Michael Krechmer (born July 12, 1976), better known as Michael Malice, is a Ukrainian-American author, and podcaster. He is the host of "YOUR WELCOME" with Michael Malice, a video podcast which airs on Podcast One.

Malice's early life was the subject of Harvey Pekar's 2006 biography Ego & Hubris: The Michael Malice Story.

Early life

Malice was born in Lviv, a city in the former Ukrainian Soviet Socialist Republic.
Malice has a sister and two nephews. He is of Jewish heritage and grew up speaking Russian.

When he was two years old, he moved with his parents to the Bensonhurst neighborhood of Brooklyn, New York. His father originally worked as a courier and attended Baruch College to study computer science. He later worked for Merrill Lynch. Malice attended Bucknell University. Malice also worked for Goldman Sachs before quitting.

Malice is known for trolling others on social media, according to The American Conservative. His pseudonymous surname was inspired by nicknames such as Sid Vicious and Poly Styrene that were common within the punk movement and the cultural movement that centered around Andy Warhol, two cultural movements that greatly influenced Malice.

Career

Malice is the co-creator and founding editor of the humor blog Overheard in New York that posts submissions of conversations allegedly heard by eavesdroppers in New York City. Launched in 2003, the site was inspired by a conversation overheard by co-creator S. Morgan Friedman. A book based on some of the site's submissions was published in 2006.

Malice is also the subject of Harvey Pekar's 2006 biographical graphic novel Ego & Hubris: The Michael Malice Story, illustrated by Gary Dumm. As the title suggests, the biography deals with the development of Malice's egoic personality, a characteristic that Malice does not dispute.

Malice also co-authors and ghostwrites for celebrities. He is the co-author of several celebrity memoirs. He co-wrote MMA fighter Matt Hughes's 2008 autobiography Made in America: The Most Dominant Champion in UFC History. He co-wrote Concierge Confidential: The Gloves Come Off – and the Secrets Come Out! Tales from the Man Who Serves Millionaires, Moguls, and Madmen (2011) with Michael Fazio, one of New York City's most highly sought concierges to the rich and famous, Malice also co-wrote comedian D. L. Hughley's 2012 book I Want You to Shut the F#ck Up: How the Audacity of Dopes Is Ruining America and his 2016 book Black Man, White House: An Oral History of the Obama Years.

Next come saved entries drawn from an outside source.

PR #7, opened 2018-01-08
Add scripts to generate and server API reference.

francisbrito:
This changes will allow developers to generate API reference documentation in HTML format from the project's source using `typedoc`.

I've opted to write output to a directory called `.tmp/doc` instead of npm's `doc` [convention](https://docs.npmjs.com/files/package.json#directoriesdoc) so that `doc` can be used in the future for other kind of documentation (examples, diagrams, etc). If you prefer following another approach, this PR can be adjusted to so.

In order to view the documentation, one may either open the `.tmp/docs/index.html` HTML file directly in a browser (by double-clicking it or using a command such as `open` or `xdg-open`) or by running `npm run serve-doc`, which will generate documentation and then server it using (minimalist) HTTP server.

### DIFF
--- a/.gitignore
+++ b/.gitignore
@@ -1,6 +1,7 @@
 # See http://help.github.com/ignore-files/ for more about ignoring files.
 
 # compiled output
+.tmp
 
 # dependencies
 /node_modules
@@ -29,6 +30,7 @@
 npm-debug.log
 testem.log
 /typings
+*.log
 
 # perso
 *.maybe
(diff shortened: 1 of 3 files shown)


francisbrito:
While making this change, I realized that `testrpc` npm script is broken due to a missing dependency (details in #8). I created a separate issue in order not to mix unrelated changes in a single PR, but both could be added here if deemed appropriate.

romaric-juniet:
We opted for a doc generated by compodoc and deployed on aws:
https://github.com/RequestNetwork/requestNetwork/commit/62f4a193bd604725e66ef7ca903b8c1552d680d5

Thanks for the PR!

In 2014, he published his first solely authored work Dear Reader: The Unauthorized Autobiography of Kim Jong Il. It was crowdfunded through Kickstarter and published through Amazon's CreateSpace program. The book is written from the hypothetical first-person view of Kim himself and is a semi-farcical commentary on how he is portrayed to the North Korean people. Much of the material was based on English language propaganda material that Malice collected while on a week-long trip to Pyongyang, North Korea in 2012. Malice had previously recounted his experiences of his trip in a 2013 article for Reason magazine. In a generally positive review for NK News, Rob York described Dear Reader as "informative, and surprisingly earnest." 

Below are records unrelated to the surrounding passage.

PR #10, opened 2018-01-11
chore: use tslib helpers

QuentinFchx:
This should reduce the size of the `/dist` folder by importing helpers instead of adding them on the top of the files as seen on the [project page](https://github.com/Microsoft/tslib)

I did not commit the `/dist` folder but can do it. It just feels odd :D. Why is that folder in the repo?


vrolland:
Thank you Quentin, 

Good point, we will delete dist on this repo. (we put it here before because or app was using github to retrieve the code (and not npm)

QuentinFchx:
@etiennetatur I think the issue comes from the fact I added tslib to dev-deps instead of deps 😅.
Thus any library consuming it needed to add `tslib` to its own deps

vrolland:
yep, done ;)

PR #11, opened 2018-01-11
refactor: add types + improve logic in servicesContracts

QuentinFchx:
- Added `InterfaceArtifact` type reference
- Use `.some` instead of `.forEach` since it [returns immediately when truthy](https://developer.mozilla.org/en-US/docs/Web/JavaScript/Reference/Global_Objects/Array/some)


vrolland:
Thank you Quentin, PR merged.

Since 2014, Malice has been a regular guest on the Fox News and Fox Business Network shows The Independents, Kennedy, Red Eye, The Greg Gutfeld Show, The Story with Martha MacCallum, and Tucker Carlson Tonight. He is also a regular guest on The Tom Woods Show podcast and has appeared on The Joe Rogan Experience and The Rubin Report. Malice is also a regular columnist at Observer.

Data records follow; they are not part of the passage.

PR #23, opened 2018-01-27
Make npm run build work on windows

Hardsix:
Make `npm run build` platform agnostic by using platform independent build and clean scripts

### DIFF
--- a/package.json
+++ b/package.json
@@ -8,8 +8,8 @@
     "ethereum"
   ],
   "scripts": {
-    "clean": "rm -rf ./dist",
-    "build": "npm run clean && tsc && cp -r ./src/artifacts ./dist/src/ && cp ./src/*.json ./dist/src/ && cp -r ./src/lib ./dist/src/",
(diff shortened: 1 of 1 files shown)


vrolland:
Hello Hardix, Thank for the PR.
Why did you add the "mkdir dist" and "mkdir dist/src" while it is already done by the "tsc"? 

Please, correct your PR and I would be more than happy to merge it.

Hardsix:
Thanks for the response @vrolland 
Maybe it's just on my system(Windows 10), but during `npm run build` I'd get an error message saying the `dist` directory doesn't exist, etc.

I can either remove the `mkdir` commands, or replace them with https://www.npmjs.com/package/mkdirp which would create the directories if they don't exist after `tsc`. What do you think?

Malice sued former Fox News host Andrea Tantaros in October 2016, saying that he was owed $150,000 for ghostwriting her book Tied Up in Knots: How Getting What We Wanted Made Women Miserable. In an argument to keep the lawsuit under seal, lawyers for Tantaros said that if Malice's role in editing the book was revealed, "it would severely undermine her credibility in the eyes of her colleagues, fans, publisher, and the wider news-media world." Tantaros countersued Malice for defamation, saying that he had submitted fabricated evidence and colluded with Fox News to harm her reputation. Malice's lawsuit was dismissed. He appealed the dismissal and lost the appeal, too.

In 2019, Malice published his second solely-authored work, The New Right: A Journey to the Fringe of American Politics. The book is a historical analysis of the American New Right movement which contextualizes the events surrounding Donald Trump's victory in the 2016 United States presidential election.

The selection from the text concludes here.